When I upload a .php with the following contents to my server and load it in a chrome browser there doesn't seem to be any problem.

<?php

 class AppInfo {
   public static function getHome () {
   return ($_SERVER['HTTP_X_FORWARDED_PROTO'])."://" . $_SERVER['HTTP_HOST'] . "/";
 }  

}

However when I upload a .php file containing the very similar code below (the difference is the presence of ?:"http"), chrome returns a server error (pasted below the code)

<?php
class AppInfo {
  public static function getHome () {
    return ($_SERVER['HTTP_X_FORWARDED_PROTO'] ?: "http") . "://" .    $_SERVER['HTTP_HOST'] . "/";
 }
}

Error:

Server error The website encountered an error while retrieving "Url" It may be down for maintenance or configured incorrectly.

2

There are 2 best solutions below

1
On

You should change it to

return ($_SERVER['HTTP_X_FORWARDED_PROTO'] ? $_SERVER['HTTP_X_FORWARDED_PROTO'] : "http") . "://" .    $_SERVER['HTTP_HOST'] . "/";

So this would mean that if ($_SERVER['HTTP_X_FORWARDED_PROTO'] is there use it else use http.

2
On

I believe you are trying to use what's called the ternary operator. This operator expects the following syntax:

(comparison statement) ? (what to do if true) : (what to do if false)

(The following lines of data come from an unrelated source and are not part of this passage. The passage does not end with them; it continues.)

PR #991, opened 2024-12-10
feat(axiom): Add message segment functionality

zsistla:
1) Added message segment.
Agent will now handle generic, external, datastore, and message segments.

2) Added unit tests for the changes

3) New functionality involves adding message specific attributes to segments/spans, generating message specific metrics, and honoring the message_tracer_parameters_enabled INI setting to disable/enable the attributes.

4)Things to keep in mind while reviewing:
* the commits describe a lot of what is going on
* Functionality-wise, message segment is a mix of external and datastore
* nr_segment_message is the new file


tests/integration/synthetics/test_happy_path_with_dt.php
```diff
@@ -62,6 +62,7 @@
         "nr.syntheticsJobId": "jjjjjjj-jjjj-1234-jjjj-jjjjjjjjjjjj",
         "nr.syntheticsMonitorId": "mmmmmmm-mmmm-1234-mmmm-mmmmmmmmmmmm",
         "externalDuration": "??",
+        "externalCallCount": 1,
```
lavarou, line 65: Where does this extra attribute come from?

zsistla: It was an external segment bug.
The call count should have been calculated in 2 different places, but it was only updated in one place.
See commit and commit message for info: 
https://github.com/newrelic/newrelic-php-agent/pull/991/commits/6932595b740cf04e4c277e103b6f4748ef932de9

axiom/nr_segment.c
```diff
@@ -313,6 +313,26 @@ static void nr_populate_http_spans(nr_span_event_t* span_event,
                                     segment->typed_attributes->external.status);
 }
 
+static void nr_populate_message_spans(nr_span_event_t* span_event,
+                                      const nr_segment_t* segment) {
+  nr_span_event_set_category(span_event, NR_SPAN_MESSAGE);
```
mfulb, line 318: Should this happen before the NULL check below it?

tests/integration/synthetics/test_happy_path_with_dt.php
lavarou: Could the fix for `externalCallCount` attribute in transaction event be separated out from this PR? It is not related to message segment feature and it also deserves updates to [integration/external](https://github.com/newrelic/newrelic-php-agent/tree/main/tests/integration/external) tests - I would expect at least some of them enhanced with `EXPECT_ANALYTICS_EVENTS` where the value of `externalCallCount` attribute is verified.

axiom/nr_segment_message.c
```diff
@@ -0,0 +1,231 @@
...
+/*
+ * Purpose : Set all the typed message attributes on the segment.
+ */
+static void nr_segment_message_set_attrs(
+    nr_segment_t* segment,
+    const nr_segment_message_params_t* params,
+    nrtxnopt_t options) {
+  nr_segment_message_t message_attributes = {0};
+
+  message_attributes.message_action = params->message_action;
```
mfulb, line 25: Does this function need a `NULL` check for `params`?

axiom/nr_segment_message.c
```diff
@@ -0,0 +1,231 @@
...
+
+  if (options.message_tracer_segment_parameters_enabled) {
+    message_attributes.destination_name = nr_strempty(params->destination_name)
```
mfulb, line 28: Could we have `nr_segment_set_message()` handle the `nr_strempty()` check (since it is already doing a `NULL` check) and have this code just pass the pointer through w/o additional conditionals here.

axiom/nr_segment_message.c
```diff
@@ -0,0 +1,231 @@
...
+}
+
+/*
+ * Purpose : Create metrics for a completed message call and set the segment
+ *           name.
+ *
+ * Metrics created during this call
+ * ----------------------------------------------------------------------------------
+ * MessageBroker/all                                         Unscoped Always
+ * MessageBroker/{library}/all                               coped   Always
```
mfulb, line 48:
```suggestion
 * MessageBroker/{library}/all                               Scoped   Always
```

axiom/nr_segment_message.c
```diff
@@ -0,0 +1,231 @@
...
+   */
+
+  nrm_force_add(segment->txn->unscoped_metrics, "MessageBroker/all", duration);
+
+  if (nr_strempty(message_params->library)) {
+    library_string = "<unknown>";
+  } else {
+    library_string = message_params->library;
+  }
+  rollup_metric = nr_formatf("MessageBroker/%s/all", library_string);
```
mfulb, line 117: For a simple string like this would it be worth a performance gain to build it by concatenating strings?

axiom/nr_segment_message.c
```diff
@@ -0,0 +1,231 @@
...
+      destination_type_string = "Exchange";
+      break;
+    default:
+      destination_type_string = "<unknown>";
+      break;
+  }
+  /*
+   * Create the scoped metric
+   * MessageBroker/{Library}/{DestinationType}/{Action}/Named/{DestinationName}
+   * non-temp MessageBroker/{Library}/{DestinationType}/{Action}/Temp
```
mfulb, line 155: This comment is confusing - is "non-temp" supposed to be at the end of the previous line?

axiom/nr_segment_message.h
```diff
@@ -0,0 +1,53 @@
...
+typedef enum _nr_segment_message_destination_type_t {
+  NR_MESSAGE_DESTINATION_TYPE_QUEUE,
+  NR_MESSAGE_DESTINATION_TYPE_TOPIC,
+  NR_MESSAGE_DESTINATION_TYPE_TEMP_QUEUE,
+  NR_MESSAGE_DESTINATION_TYPE_TEMP_TOPIC,
+  NR_MESSAGE_DESTINATION_TYPE_EXCHANGE
+} nr_segment_message_destination_type_t;
+
+typedef struct {
+  /* All strings are null-terminated. When unset, the strings are ingored. */
```
mfulb, line 26: Does "unset" mean set to `NULL` or an empty string or both?

tests/integration/synthetics/test_happy_path_with_dt.php
zsistla: Please see PR https://github.com/newrelic/newrelic-php-agent/pull/1006

axiom/nr_segment.c
zsistla: The category is being set on the span event, so separate from segment logic at that point (and set_category checks the event for null). Spans can have a type even if no attributes are available (see datastore/external for similar behavior).
This is core logic, so the fewer messages the better, but in this case, no log message is needed because if we are setting span category with no attributes, the absence of attributes would show up both in the UI as well as in the verbosedebug daemon logs.

axiom/nr_segment_message.c
zsistla: Technically yes, but it is a private function to this file and the calling function already checked params for NULL so it seemed not needed.
But if you feel strongly about this, happy to put it in.

axiom/nr_segment_message.c
zsistla: Not sure how much performance difference it would be between one nr_formatf vs 2 nr_strcat calls since the nr_strcat will do multiple null checks and also strlen calls.

nr_strcat:
```
char* nr_strcat(char* dest, const char* src) {
  int dl;
  int sl;

  if (nrlikely((0 != dest) && (0 != src))) {
    dl = (int)(strlen)(dest);
    sl = (int)(strlen)(src);

    nr_memcpy(dest + dl, src, (size_t)(sl + 1));
    return dest + dl + sl;
  }

  if (nrunlikely((0 == dest))) {
    return 0;
  }

  dl = (int)(strlen)(dest);
  return dest + dl;
}
```

nr_formatf
```
char* nr_formatf(const char* fmt, ...) {
  int rv;
  va_list ap;
  char* ret = NULL;

  if (NULL == fmt) {
    return NULL;
  }

  va_start(ap, fmt);
  rv = vasprintf(&ret, fmt, ap);
  va_end(ap);

  if (rv < 0) {
    nr_free(ret);
    return NULL;
  }

  return ret;
}
```

I could try something similar to how we did this metric here: https://github.com/newrelic/newrelic-php-agent/blob/feat/sqs_instrumentation/agent/lib_aws_sdk_php.c#L482

axiom/tests/test_segment_private.c
```diff
@@ -328,6 +370,19 @@ static void test_destroy_typed_attributes(void) {
...
+  /*
+   * Test : Clean up typed attributes for a message segment
+   */
+  s.type = NR_SEGMENT_MESSAGE;
+  s.typed_attributes = nr_zalloc(sizeof(nr_segment_typed_attributes_t));
+  s.typed_attributes->message.destination_name = nr_strdup("queue_name");
+  s.typed_attributes->message.messaging_system = nr_strdup("aws_sqs");
+  s.typed_attributes->message.server_address = nr_strdup("localhost");
+
+  nr_segment_destroy_typed_attributes(NR_SEGMENT_MESSAGE, &s.typed_attributes);
```
mfulb, line 385: Does this need a test to verify the typed attributes were cleaned up?

axiom/nr_segment_message.c
zsistla: Not sure that would help here much, since nr_strlcpy would also check strlen each time it was called.

axiom/tests/test_span_event.c
```diff
@@ -434,6 +475,58 @@ static void test_span_events_extern_get_and_set(void) {
...
+      "should be the component we set 1", "chicken",
+      nr_span_event_get_message(event, NR_SPAN_MESSAGE_SERVER_ADDRESS));
+  nr_span_event_set_message(event, NR_SPAN_MESSAGE_SERVER_ADDRESS, "oracle");
+  tlib_pass_if_str_equal(
+      "should be the component we set 2", "oracle",
+      nr_span_event_get_message(event, NR_SPAN_MESSAGE_SERVER_ADDRESS));
+
+  nr_span_event_destroy(&event);
+}
+
```
mfulb, line 529: Are there any tests that verify destroying fields will actually set them to the expected value (NULL?)?

axiom/nr_txn.c
```diff
@@ -2582,10 +2588,16 @@ nrobj_t* nr_txn_event_intrinsics(const nrtxn_t* txn) {
       params, txn->unscoped_metrics, "WebFrontend/QueueTime", "queueDuration");
   nr_txn_add_metric_total_as_attribute(params, txn->unscoped_metrics,
                                        "External/all", "externalDuration");
+  nr_txn_add_metric_count_as_attribute(params, txn->unscoped_metrics,
```
mfulb, line 2591: Does this affect any integration/multiverse tests or do they all wildcard the External/all count so this has never been tested as a fixed value?

zsistla: This is superceded by the https://github.com/newrelic/newrelic-php-agent/pull/1006 PR; once this is rebased on that, the externalCallCount changes will go away.  But this doesn't require any changes in multiverse (I ran both this messagesegment branch and the sqs instrumentation branch against multiverse).

axiom/nr_segment_message.h
zsistla: unset means set to NULL, for message segment we further don't allow empty strings, so if we detect NULL or empty, we leave the attribute unset.

axiom/tests/test_span_event.c
zsistla: As with other tests, valgrind is used to verify proper mem cleanup.
Comment updates to indicate that.
https://github.com/newrelic/newrelic-php-agent/pull/991/commits/fde6d510b065a30bc0b242411b5a39a31b86da6a

axiom/tests/test_segment_private.c
zsistla: As with other tests, valgrind is used to verify proper mem cleanup.
Comment updates to indicate that.
https://github.com/newrelic/newrelic-php-agent/commit/fde6d510b065a30bc0b242411b5a39a31b86da6a

axiom/nr_segment_message.c
zsistla: Improved formatting, please see: [12af96f](https://github.com/newrelic/newrelic-php-agent/pull/991/commits/12af96f1c587a461066885a918d0d8cd36d3182c)

axiom/nr_segment_message.c
zsistla: Not quite sure what optimization you are suggesting.  Can you please clarify?

axiom/nr_segment_message.c
zsistla: Good idea!
Please see: [6aec35d](https://github.com/newrelic/newrelic-php-agent/pull/991/commits/6aec35d7650ec9941a75c8f8198a2f14765de0f3)

axiom/tests/test_segment_private.c
mfulb: I'm thinking more about the state of the pointers being set to a known value like `NULL`.  I am not sure valgrind would evaluate if this is happening.

axiom/nr_segment_message.h
mfulb: So would it be accurate for the comment to say "When NULL, the strings are ignored"?  Or is it "NULL or empty"?

axiom/nr_segment_message.c
mfulb: This is a recurring topic that comes up and I don't have a feel for how we've decided to handle it.  Maybe having a naming convention for functions to indicate they are not robustly checking arguments would be a long term solution.

axiom/nr_span_event.h
```diff
@@ -115,6 +145,8 @@ extern void nr_span_event_set_transaction_name(nr_span_event_t* event,
                                                const char* transaction_name);
 extern void nr_span_event_set_category(nr_span_event_t* event,
                                        nr_span_category_t category);
+extern void nr_span_event_set_spankind(nr_span_event_t* event,
+                                       nr_span_spankind_t category);
```
lavarou, line 149: Not that it matters much here, but just to avoid confusion in the future and help in searching through the code:
```suggestion
                                       nr_span_spankind_t spankind);
```

axiom/nr_txn.c
```diff
@@ -60,10 +60,8 @@ struct _nr_txn_attribute_t {
 #define NR_TXN_ATTRIBUTE_TRACE_ERROR \
   (NR_ATTRIBUTE_DESTINATION_TXN_TRACE | NR_ATTRIBUTE_DESTINATION_ERROR)
 
-#define NR_TXN_ATTR(X, NAME, DESTS)                     \
-  const nr_txn_attribute_t* X = &(nr_txn_attribute_t) { \
-    (NAME), (DESTS)                                     \
-  }
+#define NR_TXN_ATTR(X, NAME, DESTS) \
+  const nr_txn_attribute_t* X = &(nr_txn_attribute_t) { (NAME), (DESTS) }
```
lavarou, line 64: Why this change? `clang-format` wants it the way it is was before this change.

axiom/nr_span_event.c
lavarou, line 1: Avoid using hardcoded strings that are used in multiple places. E.g. `"messaging.destination.name"` is used in `nr_span_event_set_message` and `nr_span_event_get_message` and if it is mistyped in either of those places, the code will not work. A less error prone strategy is to define and use a macro. This way string is consistent between uses in `nr_span_event_set_message` and `nr_span_event_get_message`. Yes, tests should catch spelling mistakes in hardcoded strings and yes, there can be a spelling mistake in the macro itself. However with macro, the spelling error will be caught as early as at compile time rather than later in the testing process, which tightens build-test-correct loop. Please make this update for at least the strings used in `nr_span_event_set_message` and `nr_span_event_get_message`.

axiom/nr_span_event.h
```diff
@@ -21,9 +21,30 @@ typedef struct _nr_span_event_t nr_span_event_t;
...
+ * which states that span.kind is
+ * a) producer when the operation type is create or send(if the context is
+ * create) b) client when the operation type is create or send(if the context is
+ * NOT create) c) consumer when the operation type is process
+ */
+typedef enum {
+  NR_SPAN_PRODUCER,
+  NR_SPAN_CLIENT,
+  NR_SPAN_CONSUMER,
+  NR_SPAN_NO_SPANKIND
```
lavarou, line 45: With this naming convention it's hard to tell if `NR_SPAN_PRODUCER` is span category or span kind. Consider using `NR_SPAN_KIND_` prefix.

axiom/nr_span_event.h
```diff
@@ -21,9 +21,30 @@ typedef struct _nr_span_event_t nr_span_event_t;
...
+} nr_span_spankind_t;
```
lavarou, line 46: Why double the word `span`? Why not simply `nr_span_kind_t`?

axiom/tests/test_span_event.c
```diff
@@ -256,6 +256,47 @@ static void test_span_event_category(void) {
...
+                         "message", nr_span_event_get_category(event));
+
+  nr_span_event_destroy(&event);
+}
+
+static void test_span_event_spankind(void) {
+  nr_span_event_t* event = nr_span_event_create();
+
+  // Test : the default is NULL (spankind must be explicitly set)
+  tlib_pass_if_str_equal("The default category", NULL,
```
lavarou, line 270:
```suggestion
  tlib_pass_if_str_equal("empty kind is NULL", NULL,
```

axiom/tests/test_span_event.c
```diff
@@ -256,6 +256,47 @@ static void test_span_event_category(void) {
...
+                         nr_span_event_get_spankind(event));
+
+  // Test : A null event returns NULL
+  tlib_pass_if_null("The default category", nr_span_event_get_spankind(NULL));
```
lavarou, line 274:
```suggestion
  tlib_pass_if_null("get_spankind(NULL) does not crash", nr_span_event_get_spankind(NULL));
```

axiom/tests/test_span_event.c
```diff
@@ -256,6 +256,47 @@ static void test_span_event_category(void) {
...
+}
+
+static void test_span_event_spankind(void) {
+  nr_span_event_t* event = nr_span_event_create();
+
+  // Test : the default is NULL (spankind must be explicitly set)
+  tlib_pass_if_str_equal("The default category", NULL,
+                         nr_span_event_get_spankind(event));
+
+  // Test : A null event returns NULL
```
lavarou, line 273: Instead of comments, let's make them test messages!

axiom/nr_segment_message.c
mfulb: After discussion we decided this kind of optimization is better addressed by designed a new function and changing the metric name creation throughout the agent to use this function.  In this case the expected performance impact is minimal and doesn't warrant a specialized section of code for it.

axiom/tests/test_span_event.c
```diff
@@ -256,6 +256,47 @@ static void test_span_event_category(void) {
...
+  // Test : setting the spankind back and forth
+  nr_span_event_set_spankind(event, NR_SPAN_CLIENT);
+  tlib_pass_if_str_equal("Spankind should be the one we set - client", "client",
+                         nr_span_event_get_spankind(event));
+
+  // Test : setting the spankind back and forth
+  nr_span_event_set_spankind(event, NR_SPAN_CONSUMER);
+  tlib_pass_if_str_equal("Spankind should be the one we set - consumer",
+                         "consumer", nr_span_event_get_spankind(event));
+
```
lavarou, line 299: Do we care to test with invalid input, i.e. `spankind` argument passed is out of valid  range like this: `nr_span_event_set_spankind(event, 255);`?

lavarou: Something like this:
```suggestion
  nr_span_event_set_spankind(event, 255);
  tlib_pass_if_str_equal("Invalid spankind sets spankind to none (NULL)",
                         NULL, nr_span_event_get_spankind(event));

```

axiom/nr_segment_message.c
zsistla: Ticket created to create a optimized function for general use with metrics.

axiom/nr_segment_message.c
zsistla: Updated comment here: [97218d6](https://github.com/newrelic/newrelic-php-agent/pull/991/commits/97218d6120f6039daa904dcff59bcc18d54c45e1)

axiom/tests/test_span_event.c
```diff
@@ -434,6 +475,58 @@ static void test_span_events_extern_get_and_set(void) {
...
+  // Test : setting the server address back and forth behaves as expected
+  nr_span_event_set_message(event, NR_SPAN_MESSAGE_SERVER_ADDRESS, "chicken");
+  tlib_pass_if_str_equal(
+      "should be the component we set 1", "chicken",
+      nr_span_event_get_message(event, NR_SPAN_MESSAGE_SERVER_ADDRESS));
+  nr_span_event_set_message(event, NR_SPAN_MESSAGE_SERVER_ADDRESS, "oracle");
+  tlib_pass_if_str_equal(
+      "should be the component we set 2", "oracle",
+      nr_span_event_get_message(event, NR_SPAN_MESSAGE_SERVER_ADDRESS));
+
```
lavarou, line 526: Do we care to test with invalid input, i.e. member argument passed is out of valid range like this: nr_span_event_get_message(event, 255);?

axiom/tests/test_segment_private.c
zsistla: All of these use nr_free which sets to null, purpose of this isn't to test nr_free, just verify it's been called.

axiom/nr_segment_message.c
```diff
@@ -0,0 +1,238 @@
...
+ * attributes or not Returns: true on success.
+ *
+ * Note: This is a function private to this file and assumes the calling
+ * function has already checked the input parameters for NULL prior to calling
+ * this function.
+ */
+static void nr_segment_message_set_attrs(
+    nr_segment_t* segment,
+    const nr_segment_message_params_t* params,
+    nrtxnopt_t options) {
```
lavarou, line 33: Why are `options` passed by value (`nrtxnopt_t`) here instead of reference (`nrtxnopt_t *`)? Passing `options` by reference is more performant than passing them by reference because it avoids copying the whole `nrtxnopt_t` structure onto stack.

axiom/Makefile
```diff
@@ -17,7 +17,6 @@
 # Useful variables:
 #
 # AR:     The archiver used to build a static library (default: ar).
-# CC:     The C compiler to use (default: gcc).
```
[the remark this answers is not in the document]
zsistla: Not sure how this was deleted, good catch.
Please see: https://github.com/newrelic/newrelic-php-agent/pull/991/commits/862604b081029206c2072275588076691d30560a

axiom/nr_span_event.h
zsistla: Please see: https://github.com/newrelic/newrelic-php-agent/pull/991/commits/862604b081029206c2072275588076691d30560a

axiom/nr_txn.c
zsistla: Please see: https://github.com/newrelic/newrelic-php-agent/pull/991/commits/862604b081029206c2072275588076691d30560a

axiom/nr_span_event.h
zsistla: Please see: https://github.com/newrelic/newrelic-php-agent/pull/991/commits/862604b081029206c2072275588076691d30560a

axiom/tests/test_span_event.c
zsistla: Please see: https://github.com/newrelic/newrelic-php-agent/pull/991/commits/862604b081029206c2072275588076691d30560a

axiom/tests/test_span_event.c
zsistla: Please see: https://github.com/newrelic/newrelic-php-agent/pull/991/commits/862604b081029206c2072275588076691d30560a

axiom/tests/test_span_event.c
zsistla: Please see: https://github.com/newrelic/newrelic-php-agent/pull/991/commits/862604b081029206c2072275588076691d30560a

axiom/tests/test_span_event.c
zsistla: Please see: https://github.com/newrelic/newrelic-php-agent/pull/991/commits/862604b081029206c2072275588076691d30560a

axiom/tests/test_span_event.c
zsistla: Please see: https://github.com/newrelic/newrelic-php-agent/pull/991/commits/862604b081029206c2072275588076691d30560a

axiom/nr_segment_message.c
zsistla: Great point.
This can be improved further now that the function expectations were clarified to have already checked certain values for NULL.

Please see: https://github.com/newrelic/newrelic-php-agent/pull/991/commits/862604b081029206c2072275588076691d30560a

axiom/nr_segment_message.h
zsistla: Yes, NULL or empty.
please see: [925b94c](https://github.com/newrelic/newrelic-php-agent/pull/991/commits/925b94caf9fb5ce2999efcf57af0572f9a7938a0)

axiom/nr_span_event.c
lavarou: It would be easier to re-review the feedback if the feedback would be addressed atomically rather than lumped into a single commit. It takes longer to dissect the single commit to verify if the feedback has actually been addressed.

zsistla: I understand your suggestion and will keep it in mind.

For comment suggestions, I usually always use the commit from GitHub's web UI.  However, code changes sometimes don't compile cleanly, so I always like to try them locally before committing.

In the meantime, is the original feedback given in this thread addressed adequately?

axiom/tests/test_span_event.c
lavarou: https://github.com/newrelic/newrelic-php-agent/commit/862604b081029206c2072275588076691d30560a update is still not precise enough for my taste. But better than before.

axiom/nr_span_event.c
lavarou: I always test my suggestions and run clang-format on them to make it easier for the author.

axiom/nr_segment_message.c
lavarou: The approach from https://github.com/newrelic/newrelic-php-agent/commit/862604b081029206c2072275588076691d30560a is definitely more optimal than my suggestion, however it now hides the dependency of `nr_segment_message_set_attrs` on transaction's options. While reading `nr_segment_message_end` it's not obvious that `nr_segment_message_set_attrs` checks and acts differently depending on transaction's options. I think the best compromise between performance and code readability would be to either pass the value of `message_tracer_segment_parameters_enabled` option like this:
```
nr_segment_message_set_attrs(segment, message_params, segment->txn->options.message_tracer_segment_parameters_enabled);
```
or pointer to options like I suggested earlier. When value is passed by reference, the pointer is usually passed in register rather than put on stack (same for bool value) so this is still fairly performant.

axiom/tests/test_span_event.c
zsistla: The initial suggestion of "empty" was imprecise, what does empty mean, how do you empty it?
The more precise wording would be to say that the default, in lieu of explicitly setting it, is NULL.
https://github.com/newrelic/newrelic-php-agent/pull/991/commits/4f91a63f1a1220ef144733f0abc4ed0dad9328c4

axiom/nr_span_event.c
lavarou: > In the meantime, is the original feedback given in this thread addressed adequately?

I think it has.

axiom/nr_segment_message.c
zsistla: `options` is a part of segment, so anytime it is passed, a function can use all pieces of it.  Other areas of code don't explicitly pass options as an argument, they just use it as part of segment when needing to make decisions based on options.  It is duplicate to pass the same information twice.

I'd rather call it out in the function header. Change:
```
 * Purpose : Set all the typed message attributes on the segment.
```
to:
```
 * Purpose : Set all the typed message attributes on the segment.  The message_tracer_segment_parameters_enabled setting is checked in the txn options to determine if the attributes should be set. 
```

axiom/tests/test_segment_private.c
mfulb: My thought is the test is to verify `nr_segment_destroy_typed_attributes()` does these things properly - we shouldn't assume what it is using internally but treat it as an unknown and verify the state after calling it meets our expectations.  Maybe you can infer it called `nr_free()` if valgrind doesn't complain about leaks.  My preference is that the unit test has coverage of all these things and valgrind is just a backup for memory management issues.

zsistla: Please see: [0670292](https://github.com/newrelic/newrelic-php-agent/pull/991/commits/0670292ebb5d1562c4e7f43518bdeaf59e8a8186)

axiom/nr_segment_message.c
lavarou: > options is a part of segment, so anytime it is passed, a function can use all pieces of it. Other areas of code don't explicitly pass options as an argument, they just use it as part of segment when needing to make decisions based on options. It is duplicate to pass the same information twice.

Just because it's been done in the past doesn't mean it should be done going forward, especially if it makes the code less maintainable and clear. Updating the functions doc string is not enough because its behavior can be deduced by reading the code. But if the dependency on `message_tracer_segment_parameters_enabled` would be injected to the function (this technique is called [Dependency injection](https://en.wikipedia.org/wiki/Dependency_injection)) it would make reading the code of `nr_segment_message_end` and understanding how `nr_segment_message_set_attrs` works more obvious without the need to switch the context too much.

zsistla: I disagree on this one.
Options are an inherent part of the txn and segment so they don't have to be explicitly passed to each and every function that will need the options.  That is the whole reason they were added to the segment->txn so that they wouldn't have to all be explicitly passed and so that it could be ensured that the options that were used remained consistent.  By breaking it out an passing explicitly, there is the chance of creating inconsistencies where the options passed are not the options that have actually been set for the segment and txn.

lavarou: > That is the whole reason they were added to the segment->txn so that they wouldn't have to all be explicitly passed and so that it could be ensured that the options that were used remained consistent.

`txn` pointer is a global in the agent, so there was no need to add this to the segment. However, this global cannot be accessed from axiom and adding `txn` pointer to the segment is was a workaround and that's how txn's options are also available from the segment. There are pros and cons to this approach. I will not argue this because this PR is not a place. The crux of my feedback was not to pass options by value and this has been addressed.

axiom/nr_segment_traces.c
```diff
@@ -578,3 +587,65 @@ void nr_segment_traces_create_data(
...
+/*
+ * Purpose : If available, add cloud attributes to segment.
+ *
+ * Params  : 1. segment to create and add agent attributes to
+ *           2. nr_segment_cloud_attrs_t* that contains the attributes
+ *
+ * Returns : void
+ *
+ */
+extern void nr_segment_traces_add_cloud_attributes(
```
lavarou, line 600: Why is this function defined in this file? It has nothing to do with segment traces.

lavarou (approved):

The documentation states that you may omit the middle clause (the 'what to do if true' clause), only if you're using PHP 5.3 or later. In my opinion, this is bad practice. I'm not aware of any other programming languages that allow that shortcut, and it only makes reading your code that much more difficult (especially if you're reading it a year or more after you wrote it). It's best to write code that is (where possible) backwards compatible; it will be that much more portable as a result.

Update: I read a little about the ternary operator on Wikipedia, and a few other languages do have shortcuts like this (a GNU extension for C exists, for example). I still think using the shortcut is bad; the case where statement evaluation results in side effects springs to mind.